Final answer:
The prediction was incorrect because TTX specifically targets voltage-gated Na+ channels, thus if R1 and R2 are unaffected by TTX, they may not be dependent on these sodium channels or do not bind TTX due to their structural differences.
Step-by-step explanation:
The prediction that TTX would block both receptors R1 and R2 was wrong because TTX specifically blocks voltage-gated Na+ channels. If R1 is unaffected by TTX, it suggests that R1 is not a voltage-gated sodium channel or has a different molecular structure that does not bind TTX. Similarly, if R2 is unaffected, it indicates that it also may not be a sodium channel impacted by TTX or it is not part of the neurons' action potential propagation system. The fourth option mentioned is not likely since it suggests a component is unaffected by TTX, which wouldn't explain why the prediction was wrong if that component deals with sodium channels.
The function of sodium channels is crucial because during an action potential, the depolarization reaches a threshold level, typically around -55mV, leading to the opening of these channels.
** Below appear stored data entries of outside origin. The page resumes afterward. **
Issue #352, opened 2023-09-01
Remove Goerli from the supported networks


vplasencia:
Goerli is [deprecated](https://ethereum.org/en/developers/docs/networks/#goerli) and will be replaced by [Holesovice](https://github.com/eth-clients/holesovice).

Goerli needs to be removed from the following packages ([semaphore repository](https://github.com/semaphore-protocol/semaphore)):

- [`@semaphore-protocol/data`](https://github.com/semaphore-protocol/semaphore/blob/main/packages/data)
- [`@semaphore-protocol/cli`](https://github.com/semaphore-protocol/semaphore/blob/main/packages/cli)

And from the following repositories:

- https://github.com/semaphore-protocol/subgraph ([`networks.json`](https://github.com/semaphore-protocol/subgraph/blob/main/networks.json), [`README.md`](https://github.com/semaphore-protocol/subgraph/blob/main/README.md))
- https://github.com/semaphore-protocol/website ([`en - deployed-contracts.md`](https://github.com/semaphore-protocol/website/blob/main/versioned_docs/version-V3/deployed-contracts.md), [`es - deployed-contracts.md`](https://github.com/semaphore-protocol/website/blob/main/i18n/es/docusaurus-plugin-content-docs/version-V3/deployed-contracts.md))

However, it makes sense to start working on this issue before releasing Semaphore v4, and in the meantime inform people that Goerli will not be supported anymore soon.

For now a solution can be to add an asterisk to `Goerli`, `Optimism Goerli` and `Arbitrum Goerli` on the [website](https://semaphore.pse.dev/docs/deployed-contracts), add a note like `The Goerli testnet is deprecated` and link the following websites for more information:

* Goerli: https://ethereum.org/en/developers/docs/networks/#goerli
* Optimism Goerli: https://community.optimism.io/docs/useful-tools/networks/#op-goerli 
* Arbitrum Goerli: https://docs.arbitrum.io/for-devs/concepts/public-chains#arbitrum-goerli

The resulting influx of Na+ ions causes further depolarization. At the peak of the action potential, voltage-gated Na+ channels inactivate and cannot be opened for a brief period, known as the absolute refractory period. This ensures that the action potential propagates in one direction, towards the axon terminals.
If TTX were to block voltage-gated Na+ channels between R1 and the stimulus but R1 is unaffected, it suggests R1 operates independently of these channels. Similarly, if R2 is unaffected, it does not rely on sodium channels affected by TTX for its function either.